Start of Input records

Issue #309, opened 2020-07-27
GRPC on any port


yojs:
Today the networking layer assumes that on the remote node, gRPC is always running on the configured port, or to put it differently, all nodes in the cluster are running their gRPC servers on the same port. This causes a problem for the RCA Integration Test (IT) framework. in RCA IT, we simulate multiple nodes of the cluster running as different threads on the same machine. So, for the IT framework, all gRPC servers have the same IP addresses but different ports. Therefore, it is important that we support this

PR #310, opened 2020-07-27
Grpc server can run on different ports on different nodes of the cluster

yojs:
*Issue #:* #309 

*Description of changes:*
- The gRPC port is determined by the new field in the `InstanceDetails` class.
- Now gRPC server can run on different ports on different nodes of the cluster. 
- Use `node ID` as the primary way of distinguishing nodes in the networking layer rather than the IP addresses, for cases when all nodes run on the same machine, they will have the same IP but node IDs will still be unique.
- Because `ID` and `IP` are both represented as strings, it wasn't possible to distinguish them in the method arguments and one can slip in one for the other until the gRPC server creation complains. This PR makes them type safe by wrapping them in class of their own as java does not provide type aliasing.

*Tests:*
New tests are not added. All existing tests should continue to run correctly.

### DIFF
--- a/src/main/java/com/amazon/opendistro/elasticsearch/performanceanalyzer/config/PluginSettings.java
+++ b/src/main/java/com/amazon/opendistro/elasticsearch/performanceanalyzer/config/PluginSettings.java
@@ -115,7 +115,8 @@ public class PluginSettings {
   }
 
   @VisibleForTesting
-  public @Nullable String getProperty(String key) {
+  @Nullable
+  public String getProperty(String key) {
     return settings.getProperty(key);
   }
 
--- a/src/main/java/com/amazon/opendistro/elasticsearch/performanceanalyzer/config/PluginSettings.java
+++ b/src/main/java/com/amazon/opendistro/elasticsearch/performanceanalyzer/config/PluginSettings.java
@@ -22,6 +22,7 @@ import com.google.common.annotations.VisibleForTesting;
 import java.io.File;
 import java.util.Properties;
 
+import javax.annotation.Nullable;
 import org.apache.logging.log4j.LogManager;
 import org.apache.logging.log4j.Logger;
 import org.apache.logging.log4j.message.ParameterizedMessage;
@@ -111,6 +112,11 @@ public class PluginSettings {
   @VisibleForTesting
   public void overrideProperty(String key, String value) {
     settings.setProperty(key, value);
+  }
+
+  @VisibleForTesting
+  public @Nullable String getProperty(String key) {
+    return settings.getProperty(key);
   }
 
   public boolean shouldCleanupMetricsDBFiles() {
--- a/src/main/java/com/amazon/opendistro/elasticsearch/performanceanalyzer/decisionmaker/deciders/Decision.java
+++ b/src/main/java/com/amazon/opendistro/elasticsearch/performanceanalyzer/decisionmaker/deciders/Decision.java
@@ -19,6 +19,7 @@ import com.amazon.opendistro.elasticsearch.performanceanalyzer.decisionmaker.act
 import com.amazon.opendistro.elasticsearch.performanceanalyzer.grpc.FlowUnitMessage;
 import com.amazon.opendistro.elasticsearch.performanceanalyzer.rca.framework.core.GenericFlowUnit;
 
+import com.amazon.opendistro.elasticsearch.performanceanalyzer.rca.framework.util.InstanceDetails;
 import java.util.ArrayList;
 import java.util.List;
 
@@ -65,7 +66,7 @@ public class Decision extends GenericFlowUnit {
   }
 
   @Override
-  public FlowUnitMessage buildFlowUnitMessage(String graphNode, String esNode) {
+  public FlowUnitMessage buildFlowUnitMessage(String graphNode, InstanceDetails.Id esNode) {
     // All deciders run on the master node, (in initial versions), so we dont expect Decisions
     // to be passed over wire.
     throw new IllegalStateException(
--- a/src/main/java/com/amazon/opendistro/elasticsearch/performanceanalyzer/net/GRPCConnectionManager.java
+++ b/src/main/java/com/amazon/opendistro/elasticsearch/performanceanalyzer/net/GRPCConnectionManager.java
@@ -19,6 +19,7 @@ import com.amazon.opendistro.elasticsearch.performanceanalyzer.CertificateUtils;
 import com.amazon.opendistro.elasticsearch.performanceanalyzer.core.Util;
 import com.amazon.opendistro.elasticsearch.performanceanalyzer.grpc.InterNodeRpcServiceGrpc;
 import com.amazon.opendistro.elasticsearch.performanceanalyzer.grpc.InterNodeRpcServiceGrpc.InterNodeRpcServiceStub;
+import com.amazon.opendistro.elasticsearch.performanceanalyzer.rca.framework.util.InstanceDetails;
 import com.google.common.annotations.VisibleForTesting;
 import io.grpc.ManagedChannel;
 import io.grpc.ManagedChannelBuilder;
@@ -54,17 +55,15 @@ public class GRPCConnectionManager {
   private File trustedCasFile;
 
   /**
-   * Map of remote host to a Netty channel to that host.
+   * Map of remote hostId to a Netty channel to that host.
    */
-  private ConcurrentMap<String, AtomicReference<ManagedChannel>> perHostChannelMap =
-      new ConcurrentHashMap<>();
+  private ConcurrentMap<InstanceDetails.Id, AtomicReference<ManagedChannel>> perHostChannelMap = new ConcurrentHashMap<>();
 
   /**
-   * Map of remote host to a grpc client object of that host. The client objects are created over
+   * Map of remote hostId to a grpc client object of that host. The client objects are created over
    * the channels for those hosts and are used to call RPC methods on the hosts.
    */
-  private ConcurrentMap<String, AtomicReference<InterNodeRpcServiceStub>> perHostClientStubMap =
-      new ConcurrentHashMap<>();
+  private ConcurrentMap<InstanceDetails.Id, AtomicReference<InterNodeRpcServiceStub>> perHostClientStubMap = new ConcurrentHashMap<>();
 
   /**
    * Flag that controls if we need to use a secure or an insecure channel.
@@ -73,7 +72,7 @@ public class GRPCConnectionManager {
 
   public GRPCConnectionManager(final boolean shouldUseHttps) {
     this.shouldUseHttps = shouldUseHttps;
-    this.port = Util.RPC_PORT;
+    this.port = 0;
     if (shouldUseHttps) {
       this.certFile = CertificateUtils.getClientCertificateFile();
       this.pkeyFile = CertificateUtils.getClientPrivateKeyFile();
@@ -97,12 +96,12 @@ public class GRPCConnectionManager {
   }
 
   @VisibleForTesting
-  public ConcurrentMap<String, AtomicReference<ManagedChannel>> getPerHostChannelMap() {
+  public ConcurrentMap<InstanceDetails.Id, AtomicReference<ManagedChannel>> getPerHostChannelMap() {
     return perHostChannelMap;
   }
 
   @VisibleForTesting
-  public ConcurrentMap<String, AtomicReference<InterNodeRpcServiceStub>> getPerHostClientStubMap() {
+  public ConcurrentMap<InstanceDetails.Id, AtomicReference<InterNodeRpcServiceStub>> getPerHostClientStubMap() {
     return perHostClientStubMap;
   }
 
@@ -113,9 +112,8 @@ public class GRPCConnectionManager {
    * @return The stub object.
    */
   public InterNodeRpcServiceStub getClientStubForHost(
-      final String remoteHost) {
-    final AtomicReference<InterNodeRpcServiceStub> stubAtomicReference =
-        perHostClientStubMap.get(remoteHost);
+      final InstanceDetails remoteHost) {
+    final AtomicReference<InterNodeRpcServiceStub> stubAtomicReference = perHostClientStubMap.get(remoteHost);
     if (stubAtomicReference != null) {
       return stubAtomicReference.get();
     }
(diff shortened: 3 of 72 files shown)


src/main/java/com/amazon/opendistro/elasticsearch/performanceanalyzer/decisionmaker/DeciderActionPriorityReader.java
```diff
@@ -45,8 +45,7 @@ public static void updateDeciderActionPriorityOrder() {
         try {
             deciderActionPriorityOrder = mapper.readValue(new File(configFilePath), HashMap.class);
         } catch (Exception e) {
-            LOG.error("Could not read the Decider Config File");
-            e.printStackTrace();
+            LOG.error("Could not read the Decider Config File: " + configFilePath);
```
sidheart, line 48: Log.error("Could not read the Decider Config File: {}", configFilePath, e)

src/main/java/com/amazon/opendistro/elasticsearch/performanceanalyzer/decisionmaker/deciders/Decision.java
```diff
@@ -19,6 +19,8 @@
 import com.amazon.opendistro.elasticsearch.performanceanalyzer.grpc.FlowUnitMessage;
 import com.amazon.opendistro.elasticsearch.performanceanalyzer.rca.framework.core.GenericFlowUnit;
 
+import com.amazon.opendistro.elasticsearch.performanceanalyzer.rca.framework.util.InstanceDetails;
+import com.amazon.opendistro.elasticsearch.performanceanalyzer.reader.ClusterDetailsEventProcessor;
```
sidheart, line 23: This import line was added, but I don't see CDEP being added below

src/main/java/com/amazon/opendistro/elasticsearch/performanceanalyzer/net/GRPCConnectionManager.java
```diff
@@ -159,28 +155,36 @@ private ManagedChannel getChannelForHost(final String remoteHost) {
...
     return shouldUseHttps ? buildSecureChannel(remoteHost) : buildInsecureChannel(remoteHost);
   }
 
-  private ManagedChannel buildInsecureChannel(final String remoteHost) {
-    return ManagedChannelBuilder.forAddress(remoteHost, this.port).usePlaintext().build();
+  private ManagedChannel buildInsecureChannel(final InstanceDetails remoteHost) {
+    int port = this.port != 0 ? this.port : remoteHost.getGrpcPort();
+    if (port == -1) {
+      throw new IllegalArgumentException("Invalid port for grpc: " + port);
+    }
```
sidheart, line 173: nit: factor this out into a function since it's used in multiple places

src/main/java/com/amazon/opendistro/elasticsearch/performanceanalyzer/net/GRPCConnectionManager.java
```diff
@@ -54,17 +55,15 @@
   private File trustedCasFile;
 
   /**
-   * Map of remote host to a Netty channel to that host.
+   * Map of remote hostId to a Netty channel to that host.
    */
-  private ConcurrentMap<String, AtomicReference<ManagedChannel>> perHostChannelMap =
-      new ConcurrentHashMap<>();
+  private ConcurrentMap<InstanceDetails.Id, AtomicReference<ManagedChannel>> perHostChannelMap = new ConcurrentHashMap<>();
```
ktkrg, line 60: I agree with most of the refactor points mentioned in the description of the PR, however, can you explain why we need to use node ids instead of ip+port combo? It would've achieved the same goal, unless I'm missing something.

yojs: You are right, ip+port will have the same affect. I used the node-id as it is a parameter, on its own (without combining with anything else), is guaranteed to be unique in a cluster.

src/main/java/com/amazon/opendistro/elasticsearch/performanceanalyzer/decisionmaker/DeciderActionPriorityReader.java
yojs: This file has been removed in the latest update to master.

src/main/java/com/amazon/opendistro/elasticsearch/performanceanalyzer/decisionmaker/deciders/Decision.java
yojs: good catch !

src/main/java/com/amazon/opendistro/elasticsearch/performanceanalyzer/net/GRPCConnectionManager.java
ktkrg: Thanks for answering my question. I'm just thinking about the usecases where ip+port wouldn't change but node id would and if such scenarios are handled in the code if they were not handled in the past. Will take a look again.

src/test/java/com/amazon/opendistro/elasticsearch/performanceanalyzer/rca/store/ResourceHeatMapGraphTest.java
```diff
@@ -603,10 +603,13 @@ private void verifyFullNodeTemperatureProfile(String resp) {
...
-        .getAsJsonArray(ALL_TEMPERATURE_DIMENSIONS)
-        .get(0)
-        .getAsJsonObject()
-        .getAsJsonArray(NodeLevelDimensionalSummary.SUMMARY_TABLE_NAME);
+        .getAsJsonArray(ALL_TEMPERATURE_DIMENSIONS);
+    // System.out.println("ALL_TEMPERATURE_DIMENSIONS" + json);
+
+    json.get(0)
+    .getAsJsonObject()
+    .getAsJsonArray(NodeLevelDimensionalSummary.SUMMARY_TABLE_NAME);
```
ktkrg, line 611: return value is being ignored here. Do we need this change?

src/main/java/com/amazon/opendistro/elasticsearch/performanceanalyzer/config/PluginSettings.java
```diff
@@ -113,6 +114,11 @@ public void overrideProperty(String key, String value) {
     settings.setProperty(key, value);
   }
 
+  @VisibleForTesting
+  public @Nullable String getProperty(String key) {
```
sidheart, line 118: This annotation should go above the method if you're saying that the returned String may be null

src/main/java/com/amazon/opendistro/elasticsearch/performanceanalyzer/rca/framework/util/InstanceDetails.java
```diff
@@ -15,48 +15,166 @@
...
+    }
+
+    @Override
+    public int hashCode() {
+      return Objects.hashCode(ip);
+    }
+
+    @Override
+    public String toString() {
+      return "" + ip;
```
sidheart, line 57: I'm curious, what does this do differently than just directly returning ip?

src/main/java/com/amazon/opendistro/elasticsearch/performanceanalyzer/rca/messages/DataMsg.java
```diff
@@ -19,23 +19,23 @@
...
-  List<String> destinationNodes;
+  String sourceGraphNode;
+  List<String> destinationGraphNodes;
   List<? extends GenericFlowUnit> flowUnits;
 
   public DataMsg(
-      String sourceNode, List<String> destinationNode, List<? extends GenericFlowUnit> flowUnits) {
-    this.sourceNode = sourceNode;
-    this.destinationNodes = destinationNode;
+          String sourceGraphNode, List<String> destinationNode, List<? extends GenericFlowUnit> flowUnits) {
```
sidheart, line 27: nit: destinationGraphNodes?

src/main/java/com/amazon/opendistro/elasticsearch/performanceanalyzer/net/GRPCConnectionManager.java
```diff
@@ -73,7 +72,7 @@
 
   public GRPCConnectionManager(final boolean shouldUseHttps) {
     this.shouldUseHttps = shouldUseHttps;
-    this.port = Util.RPC_PORT;
+    this.port = -1;
```
sidheart, line 75: Is there a reason you initialize to -1 instead of 0? 0 would make the default behavior the same as before this commit right?

src/test/java/com/amazon/opendistro/elasticsearch/performanceanalyzer/rca/net/SubscriptionManagerTest.java
```diff
@@ -2,16 +2,19 @@
...
 import org.junit.Assert;
 import org.junit.Before;
+import org.junit.Ignore;
 import org.junit.Test;
 import org.mockito.Mock;
 import org.mockito.Mockito;
 import org.mockito.MockitoAnnotations;
 
-
+// TODO: remove
```
sidheart, line 16: It's ok to remove this @Ignore and change grpcConnectionManager = new GRPCConnectionManager(false). TLS semantics are tested elsewhere.

src/test/java/com/amazon/opendistro/elasticsearch/performanceanalyzer/rca/samplers/RcaEnabledSamplerTest.java
```diff
@@ -39,14 +39,14 @@ public void testIsRcaEnabled() {
...
-                ClusterDetailsEventProcessorTestHelper.newNodeDetails("", "", false);
+                ClusterDetailsEventProcessorTestHelper.newNodeDetails("nodex", "127.0.0.1", false);
 
         ClusterDetailsEventProcessor clusterDetailsEventProcessor = new ClusterDetailsEventProcessor();
         clusterDetailsEventProcessor.setNodesDetails(Collections.singletonList(details));
         appContext.setClusterDetailsEventProcessor(clusterDetailsEventProcessor);
 
         assertFalse(uut.isRcaEnabled());
-        details = ClusterDetailsEventProcessorTestHelper.newNodeDetails("", "", true);
+        details = ClusterDetailsEventProcessorTestHelper.newNodeDetails("nodey", "127.0.0.2", true);
```
sidheart, line 49: It's like a pet name for the node! :)

src/test/java/com/amazon/opendistro/elasticsearch/performanceanalyzer/store/rca/cluster/BaseClusterRcaTest.java
```diff
@@ -310,7 +310,10 @@ private boolean compareResourceSummary(Resource resource, HotResourceSummary res
   }
 
   private boolean compareNodeSummary(String nodeId, Resource resource, HotNodeSummary nodeSummary) {
-    if (!nodeId.equals(nodeSummary.getNodeID()) || nodeSummary.getHotResourceSummaryList().isEmpty()) {
+    if (!nodeId.equals(nodeSummary.getNodeID().toString())) {
+      return false;
```
sidheart, line 314: nit: why split this if we aren't distinguishing between the two cases?

src/main/java/com/amazon/opendistro/elasticsearch/performanceanalyzer/net/GRPCConnectionManager.java
yojs: done !

src/main/java/com/amazon/opendistro/elasticsearch/performanceanalyzer/net/GRPCConnectionManager.java
yojs: makes sense. Please take a look.

src/test/java/com/amazon/opendistro/elasticsearch/performanceanalyzer/rca/store/ResourceHeatMapGraphTest.java
yojs: ya. I was running tests and left it like that. good point !

src/main/java/com/amazon/opendistro/elasticsearch/performanceanalyzer/rca/framework/util/InstanceDetails.java
yojs: you mean why we don't have `getIp()` instead ?

src/main/java/com/amazon/opendistro/elasticsearch/performanceanalyzer/rca/messages/DataMsg.java
yojs: 👍

src/main/java/com/amazon/opendistro/elasticsearch/performanceanalyzer/net/GRPCConnectionManager.java
yojs: You are right. That was a miss on my part.

src/test/java/com/amazon/opendistro/elasticsearch/performanceanalyzer/rca/net/SubscriptionManagerTest.java
yojs: I added the change for it to get the right files.

src/test/java/com/amazon/opendistro/elasticsearch/performanceanalyzer/rca/samplers/RcaEnabledSamplerTest.java
yojs: :)

src/test/java/com/amazon/opendistro/elasticsearch/performanceanalyzer/store/rca/cluster/BaseClusterRcaTest.java
yojs: It was just that I was debugging and it makes it easier to put breakpoints to know which branch is returning the error. :)

src/main/java/com/amazon/opendistro/elasticsearch/performanceanalyzer/rca/framework/util/InstanceDetails.java
sidheart: I mean why `return "" + ip` instead of just `return ip`?

src/main/java/com/amazon/opendistro/elasticsearch/performanceanalyzer/config/PluginSettings.java
sidheart: I think you missed this one, if this is changed I can +1 the diff

yojs: I missed this one. Pushed the changes again.

src/main/java/com/amazon/opendistro/elasticsearch/performanceanalyzer/rca/framework/util/InstanceDetails.java
yojs: Yes you are right. It's a no-op for a string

End of Input records

## Work instructions
When a line contains the string "flowUnits", copy it from the records.

## Answer to this task
   List<? extends GenericFlowUnit> flowUnits;
-      String sourceNode, List<String> destinationNode, List<? extends GenericFlowUnit> flowUnits) {
+          String sourceGraphNode, List<String> destinationNode, List<? extends GenericFlowUnit> flowUnits) {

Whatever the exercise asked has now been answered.